# Used Pitmaker vault



## golfpro2301 (Apr 16, 2015)

Finally got the opportunity to get smoker I have wanted for a few years. Trashed the fridge today and found a used vault a few hours away online about 2 hours later. I am driving to pick it up Tues. It is the original version with the sliding damper but I already have a machine shop building a plate to screw on to convert to 1 1/2" ball valve. The vault has Stainless side shelf and comes with BBQ guru Digi q. Now I have 3 so I need to buy another smoker. Cant wait to get this bad boy home. Test fire will be next tues to get a good feel for it then the Brisket is going on all day WED. Will post pics when I get it.


----------



## gary s (Apr 16, 2015)

Congrats on the new smoker

Gary


----------



## b-one (Apr 16, 2015)

Looking forward to pics of the new addition!


----------



## golfpro2301 (Apr 17, 2015)

I cant wait to see it in person. I have to drive 2 hours to get it which isnt bad at all. Was going to take my competition trailer to get it but thats a lot of gas. Thought about renting a Uhaul Utility trailer. the 5x9 one with expanded metal ramp. Anyone take these things on the interstate before? I use their box trucks all the time but dont know how their trailers are built. last thing I want is the 1000LB vault strapped to the trailer doing 70MPH and something happen. If you ask me would I rather lose the smoker or total the truck I would honestly have to think about it for a bit before I answered as some of you probably feel the same way.


----------



## b-one (Apr 17, 2015)

Pretty sure they have a 55 mph warning on there trailers. Just don't quote me on it worth a call maybe.


----------



## foamheart (Apr 17, 2015)

Ain't it like becoming a Dad? LOL Only cheaper.


----------



## remmy700p (Apr 18, 2015)

Yeah... you don't wanna be pulling a rental trailer down the highway at 70mph EVER. You have no idea how they are maintained (I'm gonna guess... never). One wheel bearing goes out and you'll fill your shorts.


----------



## golfpro2301 (Apr 20, 2015)

I am just going to take my competition trailer to get it. Plan on leaving around 6:30 in the morning and having a new beast at home in the driveway fired up by 1PM. Still cant decide on what my first cook will be. Any ideas?


----------



## b-one (Apr 20, 2015)

I'm hungry for ribs personally!


----------



## golfpro2301 (Apr 21, 2015)

I forgot I had 2 butts in the freezer. They are sitting out and going to throw those on tomorrow. I picked it up today and got it back around noon. Gave it a good cleaning on inside to get all loose seasoning and a little rust in firebox out. Put about 5 lbs of charcoal in there and dumped a whole lit chimney in it. I preheated it with weed burner before hand. Only problem is the temp wont get above 230*. I know that sounds weird for these but usually people cant get temps down. Going to play around with it a little more and see what happens. Here is some pics for you.

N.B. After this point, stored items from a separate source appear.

PR #357, opened 2017-02-09
Updated Datetime renderer with holding data and included integration tests. 

ZarifS:

# CHANGELOG

Added and updated integration tests to date time renderer. Took out some of the old tests that were not needed that were copied over from date renderer. Also includes change to fix bug that allows the renderer to properly hold data.

### DIFF
--- a/tests/dummy/app/pods/view/renderers/documentation/datetime.md
+++ b/tests/dummy/app/pods/view/renderers/documentation/datetime.md
@@ -3,7 +3,7 @@
 This renders a datetime input.
 
 ### Properties
-
+Currently disabled property is not supported.
 #### label
 
 ```json
--- a/tests/dummy/app/pods/view/renderers/documentation/datetime.md
+++ b/tests/dummy/app/pods/view/renderers/documentation/datetime.md
@@ -3,7 +3,8 @@
 This renders a datetime input.
 
 ### Properties
-Currently disabled property is not supported.
+Currently disabled property is not supported. Can disable inputs 
+by passing disabled = true to form but not through date-time-picker.
 #### label
 
 ```json
--- a/tests/dummy/app/pods/view/renderers/documentation/datetime.md
+++ b/tests/dummy/app/pods/view/renderers/documentation/datetime.md
@@ -1,0 +1,17 @@
+## datetime
+
+This renders a datetime input.
+
+### Properties
+
+#### label
+
+```json
+{
+  "label": "Bar",
+  "model": "foo",
+  "renderer": {
+    "name": "datetime"
+  }
+}
+```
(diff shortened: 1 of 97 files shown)


tests/integration/components/frost-bunsen-form/renderers/datetime-test.js
```diff
@@ -150,84 +154,6 @@ describe('Integration: Component / frost-bunsen-form / renderer / datetime', fun
     })
   })
 
-  describe('when form explicitly enabled', function () {
```
sandersky: Why did you delete all of these tests? It is important to make sure the renderer honors all of these various scenarios.

tests/integration/components/frost-bunsen-form/renderers/datetime-test.js
```diff
@@ -45,10 +46,15 @@ describe('Integration: Component / frost-bunsen-form / renderer / datetime', fun
   })
 
   it('renders as expected', function () {
-    expectCollapsibleHandles(0)
```
sandersky: Why was this removed?

tests/dummy/app/pods/view/renderers/documentation/datetime.md
```diff
@@ -3,7 +3,7 @@
 This renders a datetime input.
 
 ### Properties
-
+Currently disabled property is not supported.
```
sandersky: Disabled is a basic functionality bunsen expects. Consumers have cases where they disable forms while saving and in that scenario ALL inputs need to be disabled.

tests/integration/components/frost-bunsen-form/renderers/datetime-test.js
```diff
@@ -45,10 +46,15 @@ describe('Integration: Component / frost-bunsen-form / renderer / datetime', fun
...
     expectBunsenDatetimeRendererWithState('foo', {label: 'Foo'})
     expectOnValidationState(ctx, {count: 1})
   })
+  it('should have an input for date', function () {
+    expect($hook('bunsenForm-foo-datetimePicker-date-input').length).to.equal(1)
```
sandersky: I don't like seeing these expects in here. These should be covered under the test helpers for your custom renderer.

tests/integration/components/frost-bunsen-form/renderers/datetime-test.js
ZarifS: mainly since we didn't see why it was being checked each time but we can add it back no problem

tests/integration/components/frost-bunsen-form/renderers/datetime-test.js
ZarifS: Disabled property is not currently supported in frost-date-time picker, can be added back later when this becomes available, will add a sudo disabled to the template as discussed.

sandersky:
:+1:

PR #359, opened 2017-02-10
Fix CI build

job13er:

Since the last 2 PRs that were merged weren't published, #356 (a minor) and #357 (a patch), I'm including their changelogs here as well (although I reformatted the patch one to follow our guidelines more)

# CHANGELOG

* **Fixed** CI configuration to *hopefully* bump version at the right time now
* **Added** support for template strings in `endpoint` version of `select` renderer. You can now specify something like this in your bunsen view:  
  ```js 
  {
    endpoint: '/api/v1/heroes',
    recordsPath: 'data',
    labelAttribute: '${name} (${secret})'
    valueAttribute: 'id'
  }
  ```

* **Fixed** a bug where `record.get('title')` was being used instead of `get(record, 'title')` which broke in the ajax use case where the `record` was a POJO and did not have `.get()` defined. 

* **Added** and **Updated** integration tests to date time renderer. 
* **Removed** some of the old tests that were not needed that were copied over from date renderer. 
* **Fixed** a bug that prevented the renderer from properly holding data.

### DIFF
--- a/.travis.yml
+++ b/.travis.yml
@@ -2,7 +2,7 @@ sudo: required
 dist: trusty
 language: node_js
 node_js:
-  - '6.9'
+  - '6.9.1'
   - 'stable'
 addons:
   apt:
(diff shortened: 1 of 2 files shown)


job13er:
Approved

PR #366, opened 2017-02-23
Do not restrict IDs to numbers.

d-ashfield:
#PATCH#

# CHANGELOG

Remove restriction on IDs to be numbers when using queryForCurrentValue.

### DIFF
--- a/dependency-snapshot.json
+++ b/dependency-snapshot.json
@@ -1,6 +1,6 @@
 {
   "name": "ember-frost-bunsen",
-  "version": "14.16.1",
+  "version": "14.16.2",
   "dependencies": {
     "5to6-codemod": {
       "version": "1.1.4",
--- a/package.json
+++ b/package.json
@@ -1,6 +1,6 @@
 {
   "name": "ember-frost-bunsen",
-  "version": "14.16.1",
+  "version": "14.16.2",
   "description": "Create UI's from JSON configurations.",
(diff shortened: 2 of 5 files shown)


sandersky:
@d-ashfield rather than changing all of the existing tests that rely on a number you should add a new set of tests for the string case to ensure you didn't break the previous use case.

dependency-snapshot.json
```diff
@@ -1,6 +1,6 @@
 {
   "name": "ember-frost-bunsen",
-  "version": "14.16.1",
+  "version": "14.16.2",
```
TheOtherDude: You don't need to update this. `pr-bumper` will take care of it.

package.json
```diff
@@ -1,6 +1,6 @@
 {
   "name": "ember-frost-bunsen",
-  "version": "14.16.1",
+  "version": "14.16.2",
```
TheOtherDude: You don't need to update this. `pr-bumper` will take care of it.

sandersky:
@d-ashfield I noticed your pull request is from another branch on the upstream, `ciena-frost`, repository. Please don't do this and instead fork the repository, making any changes on your fork. Then submit pull requests from your fork against the upstream master branch. Otherwise Travis will see the commit as a PR being merged and publish a version bump commit, which you'll notice happened on this pull request.

Issue #2, opened 2015-03-11
Add CocoaPods support


Katafalkas:
:+1:

nuclearace:
The problem is, I have no idea how to use CocoaPods. I understand the benefits, I've just found it easier for Swift based things to just use copy/paste.

nuclearace:
Added support

Issue #3, opened 2015-03-11
Maybe use Starscream instead ?


Katafalkas:
https://github.com/daltoniam/starscream Is fully swift.

nuclearace:
The reason I didn't use starscream goes back to #2. And from the fact that I've had trouble trying to use full Swift frameworks. Although looking at the API, it is nice that it separates between Strings and Data. Which would simplify some of the client.

nuclearace:
Another reason I didn't use starscream is that using Swift frameworks automatically means you're limited to iOS 8+.

nuclearace:
Actually, it's really easy to just include starscream. So I might do that

PR #4, opened 2015-03-11
Add CocoaPods podspec

banjun:
refs #2 

I have added a podspec and a example project, although there are some difficulty because SocketRocket's current commits are not published to the master CocoaPods/Specs repo...
please edit the URLs, authors and tags in the podspec file and LICENSE file (stub).


nuclearace:
I'm actually in the process of moving to starscream per #3.

nuclearace:
Also, using CocoaPods would mean iOS 8+ only, and I'm not sure if I want to do that right now.

Katafalkas:
How come ? Do you have a link to that information ? Cant seem to find it.

nuclearace:
http://blog.cocoapods.org/CocoaPods-0.36/

nuclearace:
Basically you can't have dynamic libraries in iOS 7. And you can't build static Swift libraries.

banjun:
Yes, CocoaPods does not support Swift pods on iOS 7.
While theoretically we can make a swift library hybrid for both as a submodule and as a pod, I understand that it may need some more work to maintain.

Anyway, I rebased on Starscream commits. this should work with both CocoaPods and submodule.
https://github.com/banjun/socket.io-client-swift/tree/cocoapods-starscream

I think this PR 4 may be closed because this conflicts with the current master.

nuclearace:
@banjun if you want to open another that will merge. I don't have time to manually sort out conflicts.

nuclearace:
Also, you don't really need to include an example. One is linked in the README

banjun:
I'll rebase and open another one without the example. Thanks!

Issue #14, opened 2015-03-16
Swift 1.2 PodSpec branch.


Katafalkas:
After installing `socket.io-client-swift` with Podfile - the installed version of this lib was from master branch, not from 1.2 branch. How do we change it ?

bjonica:
pod 'Socket.IO-Client-Swift', :git => 'https://github.com/socketio/socket.io-client-swift.git', :branch => '1.2'

PR #15, opened 2015-03-16
changing the branch for pod installation.

Katafalkas:
Did not test it, but according to the `http://guides.cocoapods.org/using/the-podfile.html` - this should work.
Fixes socketio/socket.io-client-swift#14


Katafalkas:
Fixes socketio/socket.io-client-swift#14

nuclearace:
I wouldn't treat the 1.2 branch as stable enough to warrant defaulting to it. When 1.2 is released I'll merge the 1.2 branch into master

Katafalkas:
as I understand currently pods are enabled only for 1.2 branch, right ? if so - whats the harm of changing podspces just for 1.2 branch ? Or what am I missing ?

nuclearace:
Currently CocoaPods gets from the master branch

PR #18, opened 2015-03-18
updated parsing to better handle acks

hanishabsigh:


nuclearace:
This seems kind of redundant. Is something breaking?

hanishabsigh:
Yes, I wasn't receiving an ack for some of my messages because the first regex was outputting some sort of groups. Plus, this seems more efficient.

nuclearace:
I think I'm going to redo parsing

nuclearace:
Since it's basically the same as it's been for months

nuclearace:
Master should handle parsing better

PR #28, opened 2015-03-26
Carthage Support

justinmakaila:
- Added support for building the framework using Carthage. 

- Renamed the SwiftIO directory to SocketIO for consistency. 

- Includes OS X support, I didn't dive into the code to see if there's anything platform dependent, but skimming through it looked OK. 

- Updated the README for carthage installation directions.

- The pod spec should probably be reviewed, as I'm not a user of cocoapods, but it should be correct. 

This does **NOT** include any of the updates for Swift 1.2, and should be merged in before any of those changes are made.


justinmakaila:
Also added a new v1.4.2 tag

nuclearace:
Does Carthage require a whole Xcode thing. Because I explicitly made it so I wouldn't be committing one.  Also, it's not really adding OS X support. I actually don't test at all on iOS really. All testing I do is from OS X.

nuclearace:
The reason the project has CocoaPods support in the first place is someone added it. Frankly, I hate all the dependency managers for Xcode, and I prefer to use git for dependency tracking.

nuclearace:
I do agree that the SwiftIO folder should be renamed. It's actually something I've been meaning to do, just been too lazy to do it.

justinmakaila:
Carthage requires a Run Script build phase to strip x86 symbols when submitting to the App Store, but needs nothing extra committed to the repo. You can read more [here](https://github.com/Carthage/Carthage).

By OS X support, I meant there's now an OS X target, which Carthage uses to build, and technically, a library does not support Carthage unless it builds for iOS and OSX.

nuclearace:
>Carthage will only build Xcode schemes that are shared from your .xcodeproj

I really don't want to include a whole .xcodeproj. I hate that kind of thing in a github repo. I'd rather stick to CocoaPods and/or git.

tl;dr: I hate Xcode dependency managers.

justinmakaila:
I did the work for you. I respect if you don’t want to pull it, as I’ll just use my own fork. But the option is there.


—Justin Makaila

nuclearace:
I'd add it, the problem is I don't really know enough about it so that if someone says it's broken, how I'd go about fixing it.

justinmakaila:
All it is is an added Xcode project which wraps the files so they can be built as a `.framework`. 


—Justin Makaila

nuclearace:
If you can merge the latest master, I'll merge your branch.

justinmakaila:
Word, I’ll get that in a bit and comment back here when it’s done.


—Justin Makaila

nuclearace:
Does carthage support 1.2

justinmakaila:
Carthage is nothing but a fancy CLI for wrapping the `xcodebuild` tools to checkout and build all of your dependencies.

—Justin Makaila

justinmakaila:
Merged in master and began updating some documentation and Swift style stuff. I'll continue adding documentation and style guide conformance over time to my fork, but this is ready to go to get carthage in.

Carthage is supported for releases >= v2.0.2

nuclearace:
Cool, I'll look into this later today. Just some style things that trigger me, but I can change back.

While the style Apple uses is

```swift
var variable: Type
```

I generally don't like this. Because : is used a bunch, I prefer to only use a space after : when it's used in a function call, not type declaration.

justinmakaila:
I find that extremely difficult to read. Especially with the lack of whitespace.


—Justin Makaila

nuclearace:
Hm, I'm going to have to test around with this a bit. I'm still unsure if Carthage support is something I want to incorporate.

justinmakaila:
I recommend setting up a new project, going through CocoaPods integration, and then going through Carthage integration.




The benefits, IMO, are obvious. Everything will live inside of it’s own namespace and framework, so you can `import SocketIO` rather than having everything live in the global namespace. Even if users don’t use carthage, they can still open up the `.xcodeproj`, build the project, and then drop that `.framework` into their project.




I’m not a fan of dropping tons of `.swift` files into my project.




I also believe, being the main SocketIO repository, you’d be doing a disservice to the entire iOS development community by rejecting a pull request which adds support for one of the main dependency managers based on personal bias. 


—Justin Makaila

Xaekai:
You sure do love your whitespace.

justinmakaila:
Yes, yes I do :+1:. However, if we’re talking about that last comment, that was my email client.


—Justin Makaila

nuclearace:
The problem is once this is merged, I don't really want to keep up with another dependency manager. And I don't even know how I would keep the carthage one updated

nuclearace:
Since it makes use of Xcode schemas.

justinmakaila:
You don't have to do anything. If you do, personally mention be, because at this rate, I'll be maintaining my own fork.



—Justin Makaila

justinmakaila:
Here's another link to the Carthage repo: http://github.com/Carthage/Carthage. You can find everything you want to know there.



—Justin Makaila

nuclearace:
I'm in the process of merging this in another branch

nuclearace:
https://github.com/socketio/socket.io-client-swift/tree/carthage

nuclearace:
I tested to see it would build frameworks. Didn't test if they actually work. I've had difficulties with dynamic frameworks in the past

justinmakaila:
They work, otherwise I wouldn’t have made the pull request. I’m currently using them, built by Carthage, in a production app.


—Justin Makaila

nuclearace:
I mean the ones in the merged branch, I wasn't sure if I messed something up.

nuclearace:
I want to merge the changes to the source files separately from the carthage support. So I'm merging from another branch. https://github.com/socketio/socket.io-client-swift/pull/50 Comment on Carthage here

PR #53, opened 2015-04-13
Fixed the use of the ?? operator because Swift is broken

CallumOz:
I fixed a strange bug where in `handleAck`, the data would be inclosed in an unnecessary Array because of a bug in swift/Xcode/clang.

When you use the `??` operator in the call to function, it doesn't seem to detect the lack of parenthesis to inform of the desired priority.

This screenshot should help explain:

screen shot 2015-04-13 at 15 40 43

As you can see, line 11 isn't flagged as an error.
Line 13 is my fix by adding parenthesis.
And line 15 generates an error.


nuclearace:
Damn operator precedence.

PR #59, opened 2015-04-21
[FIX] memory leak with the takeUnretainedValue()

yannickl:
Hi,

I know the file came from the `Starscream` project (and I'll push the same pull request) but I found a memory leak inside the `validateResponse` method with `takeUnretainedValue()` calls.

Here the `CFHTTPMessageCreateEmpty` and the `CFHTTPMessageCopyAllHeaderFields` needs to be manage by swift so we need to call `takeRetainedValue()` instead.

Best


nuclearace:
Interesting, I haven't really done any leakage checking in a while.

Issue #111, opened 2015-07-06
Emit Dictionary in Objective-C


TalhaAkkas:
In objective-c emitObj (active pod) method gives warning.
I patched it for current repo.  
![screen shot 2015-07-06 at 09 37 58](https://cloud.githubusercontent.com/assets/632596/8516885/ba64d71e-23c2-11e5-91b9-8e44dc67b209.png)

nuclearace:
This isn't really a problem. The reason it takes an array is because socket.io lets you send multiple items per message. With Swift it's easy to get around using variadic parameters. I'm not aware of an easier Objective-C solution than to use the equivalent array of AnyObject.

```swift
// Swift
public func emit(event:String, _ items:AnyObject...)

// Objective-C
public func emit(event:String, withItems items:[AnyObject])
```

PR #112, opened 2015-07-06
emit dictionary in Objective-C

TalhaAkkas:
My patch for issue #111

### DIFF
--- a/SocketIOClientSwift/SocketIOClient.swift
+++ b/SocketIOClientSwift/SocketIOClient.swift
@@ -292,6 +292,18 @@ public final class SocketIOClient: NSObject, SocketEngineClient, SocketLogClient
             self?._emit(event, items)
         }
     }
+    /**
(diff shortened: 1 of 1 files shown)


nuclearace:
It really isn't an issue. The reason it takes an nsarray is because with socket.io you can send multiple items with one message.

TalhaAkkas:
of course not but my api for example in server side expects given item to be a object not array so i need to send dictionary. so some body can be need it too

nuclearace:
It won't be sent as an array, the client will go through each item in the array and parse it. The Swift and Objective-C APIs are functionally the same, Swift just adds some syntactic sugar that will turn

```swift
socket.emit("event", 2, 3, ["test": test"])
```

into

```swift
socket.emit("event", [2, 3, ["test": test"]])
```

But this doesn't exist in Objective-C (that I'm aware of).

PR #117, opened 2015-07-12
Added project with iOS and Mac targets => Carthage support

NachoSoto:
This enables users to install the library using [Carthage](https://github.com/Carthage/Carthage).

Additionally, the repo would now include the necessary configuration settings: things like base SDK, deployment target, optimization levels, additional build flags, etc.

Please let me know if there's any setting you'd like to be different.

### DIFF
--- a/.gitignore
+++ b/.gitignore
@@ -23,3 +23,21 @@ Icon
 Network Trash Folder
 Temporary Items
 .apdisk
+
+# Xcode
+build/
+*.pbxuser
+!default.pbxuser
+*.mode1v3
+!default.mode1v3
+*.mode2v3
+!default.mode2v3
+*.perspectivev3
+!default.perspectivev3
+xcuserdata
+*.xccheckout
+*.moved-aside
+DerivedData
+*.hmap
+*.ipa
+*.xcuserstate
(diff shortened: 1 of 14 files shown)


nuclearace:
I really have mixed feelings about Carthage. I prefer to not include Xcode stuff in the repo. That's why I had a separate branch for Carthage.

NachoSoto:
Carthage feelings aside, it's worth noting that source-code is not everything in a library. Like I mentioned, things like base SDK, deployment target, optimization levels, additional build flags, etc. are just important, and an Xcode project is the canonical way in Cocoa to represent and persist these additional details.

If you really disagree about this, it would be great at least to provide built frameworks with the project releases, here in Github, for iOS, Mac, and watchOS.

I predic, however, that this would add more work for you.

Thank you for your time.

nuclearace:
I'll look into it again tomorrow.

nuclearace:
@NachoSoto Have you checked that this doesn't break CocoaPods? If it doesn't break CocoaPods I'll merge it in. The only thing I'm going to have to work out is how I should develop it (properly) without breaking the Carthage support. (I'm not a Cocoa/iOS/OS X dev, I just know Swift fairly well). And the last time I tried working with Carthage the frameworks it output always seemed to be broken for me (I was probably doing something wrong)

nuclearace:
Doesn't seem to break it.

NachoSoto:
@nuclearace glad to hear! Thanks for the merge :)

> The only thing I'm going to have to work out is how I should develop it (properly) without breaking the Carthage support. (I'm not a Cocoa/iOS/OS X dev, I just know Swift fairly well). And the last time I tried working with Carthage, the frameworks it output always seemed to be broken for me (I was probably doing something wrong)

This one is the original slide version. I used foil tape to seal it up with the guru. It is only the 10CFM fan and wasnt doing much at regulating temp so I took it off and only used the slide. That is a stainless shelf that slides over the handle on the side













vault side.jpg



__ golfpro2301
__ Apr 21, 2015






Here is the front. condition of body is 10/10 for being 3 years old. Inside is probably 8/10. It has a stainless water pan and stainless diffuser plate. I will get more pics later













vault front.jpg



__ golfpro2301
__ Apr 21, 2015


----------



## bruno994 (Apr 21, 2015)

Looks great!  Congrats on the addition to your arsenal.


----------



## b-one (Apr 21, 2015)

Wow that's sharp congrats!


----------



## gary s (Apr 21, 2015)

Nice 

Gary


----------



## golfpro2301 (Apr 21, 2015)

So I guess didnt pre heat enough. I called pitmaker and Richard told me to pre heat about 25 to 30 degrees higher than target. Once All the metal heated up the temp went from 230 to 300 in no time. I let all the charcoal burn out and when I put it back in the garage 4 hours ago it was at 275. Just went and looked at it because I am trying to figure out how to remove the slide damper. The temp was still at 200. These things def hold the temp well. Going to throw on 2 racks of spares tomorrow as well.


----------



## golfpro2301 (Apr 22, 2015)

Got a chance to fire it up again today. Used the advice of a gentleman in Orlando that competes on one. Preheated the smoker a lot more this time and when I was done it was 330*. Let it settle down to 290 then filled the charcoal pan with charcoal except the front left corner. Dumped 1/4 lit chimney in pan and closed the door. Let the temp stabilize to 275 where I had the guru set. the probe was second rack down in the middle. door thermo was reading low about 30* which was weird for these cookers. I calibrated it with the boil test. 

Here is the charcoal pan after 8 hrs at 275*. 













charcoal pan.jpg



__ golfpro2301
__ Apr 22, 2015


----------



## southern swine (Apr 22, 2015)

I'm proud of you. You'll quickly fall in love. Ain't nothing else like it. They cook good. Where's your next Comp at?


----------



## southern swine (Apr 22, 2015)

That's the same pan in a Liberty pretty close. I've got a coffee can the old metal kind cut in half, I leave it in one corner and fill my basket full. When I get a full chimney lit I pull the coffee can out and dump a full load if coals in it. That's the minion 
Method. I always preheat my too way past temps.


----------



## golfpro2301 (Apr 23, 2015)

I dont have a comp scheduled at the moment. Since getting the vault I am itching to get in one to see how it does. I have the 6 high school football games I am catering in the fall lined up as well as the smokin flamingo in Jax. May do the Butts and brisket in fernandina which is a fun cook. 

Anyone know how to remove the damper on these? I can cut it in half from the inside but I think the angled metal that holds it in place may be tough to get out with the grinder. I like filling the pan with coals. Only problem I see is some of the coals wont light because the fire may go out in that particular section. This is ok as I can rake the coals together towards the end to get those final few hours. I am going to try the snake burn next week by using firebrick as the  spacers. tried this with an offset one time with bricks and it worked well but bricks eventually cracked.


----------